# The Grand Junction Wedding Show 2008, The Cake



## bbally (Jan 2, 2005)

What would a wedding display be without a Cake? The talent of Chef Lyle McRobbie would bring a cake to life that fit the festive spirit of the rest of the shows artwork. The talent that is hidden inside this mans head is just 
incredible. The kind of chef that knows a lot, but if he does not know, you only have to show him once. And by two days later he will have improved what ever you showed him.









Lyle spent a lot of time making the cherries, rolling fondant and assembly this cake. He did not use forms, he wanted to use cake only.










Rolling fondant is work. It is amazing the amount of pressing and stretching that goes into building a cake like this.



















In the end the cake would come out beautiful. It while I was making plates this is all the over stuff going on around you in preparation for the event. I continually find myself watching these guys use the left side of their brains to create amazing things.










Then to finish it off, our own Mary Lou Lawson places it in the booth with display artistry that is duplicated by no one!










And we end up with the proper cake for our wedding display! People marvel over these creations. Most will never get contracted in from one of our clients. But the display is the greatest marketing tool we have found to bring them into the booth to talk to use.










This booth was one of our best. Not the biggest, not the most displays we have ever put together.
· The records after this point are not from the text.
PR #15988, opened 2025-07-09
lxd/db/cluster/projects: Optimize GetProjectConfig()

skozina:
@tomponline this is cherry-picked from #15827.
Now that the project-specific settings won't actually be project config options, this commit won't be needed, but could be useful on its own.

### DIFF
--- a/lxd/db/cluster/projects.go
+++ b/lxd/db/cluster/projects.go
@@ -26,7 +26,7 @@ import (
 //go:generate mapper stmt -e project update struct=Project
 //go:generate mapper stmt -e project delete-by-Name
 //
-//go:generate mapper method -i -e project GetMany references=Config
+//go:generate mapper method -i -e project GetMany
 //go:generate mapper method -i -e project GetOne struct=Project
 //go:generate mapper method -i -e project Exists struct=Project
 //go:generate mapper method -i -e project Create references=Config
@@ -88,7 +88,7 @@ func (p *Project) ToAPI(ctx context.Context, tx *sql.Tx) (*api.Project, error) {
 	}
 
 	var err error
-	apiProject.Config, err = GetProjectConfig(ctx, tx, p.ID)
+	apiProject.Config, err = GetProjectConfig(ctx, tx, p.Name)
 	if err != nil {
 		return nil, fmt.Errorf("Failed loading project config: %w", err)
 	}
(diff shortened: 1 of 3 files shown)


lxd/db/cluster/projects.go
```diff
@@ -117,6 +117,41 @@ SELECT projects_config.value
 	return shared.IsTrue(values[0]), nil
 }
 
+// GetProjectConfig is a helper to return a config of a project.
+func GetProjectConfig(ctx context.Context, tx *sql.Tx, project string) (map[string]string, error) {
```
tomponline: just a nit, not blocker, but we tend to try to be more explicit about what `project` arg is here, so suggest `projectName`.

skozina: Sounds good.
I am actually wondering if it's better to have a project name as an argument (which will require the JOIN in this function, and will penalize ToAPI() calls), or if it's better to leave ID as an argument?
Still this commit would make sense to get rid of the GetConfig() call which is not efficient.

lxd/db/cluster/projects.go
```diff
@@ -117,6 +117,41 @@ SELECT projects_config.value
...
+	stmt := `
+	SELECT projects_config.key, projects_config.value
+	  FROM projects_config
+	  JOIN projects ON projects.id=projects_config.project_id
+	 WHERE projects.name=?
+	`
+	rows, err := tx.QueryContext(ctx, stmt, project)
```
tomponline: Just an FYI, we can we use `Scan()` 

https://github.com/canonical/lxd/blob/main/lxd/db/query/objects.go#L31-L33

as a small wrapper around `tx.QueryContext` to avoid having to remember to defer rows.Close().

lxd/db/cluster/projects.go
tomponline: This would mean `ProjectHasImages` still has to do a separate query to convert name to ID as it does today.

I suspect the join cost (on tables this size) is cheap compared to the overhead of doing an additional query from a non-leader node.

lxd/db/cluster/projects.go
skozina: Ah, sure, we can use it. Thanks, updated.

lxd/db/cluster/projects.go
skozina: Ack, so I've only updated the name of the argument to `projectName`.

tomponline (approved):
Thanks!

But it was a great working booth. People came in and flowed through it well. We got to meet everyone that came into the booth. I still have a few more secrets to reveal from the show, but 
the bulk of it is now in front of you at this point!

'Til we talk again, put together a really interesting dessert for your family, Baked Alaska comes to mind, they will love it!

Chef Bob Ballantyne
The Cowboy and The Rose Catering
Grand Junction, Colorado, USA


----------



## alongcame (Sep 24, 2007)

Thats a really cool cake! Not a huggge fan of the colours but execution looks great!! I have the same rolling pin! haha


----------



## firerose0801 (Mar 6, 2008)

Wow, that is quite impressive!


----------



## kuan (Jun 11, 2001)

Great! Love it the cake! It just screams fun!


----------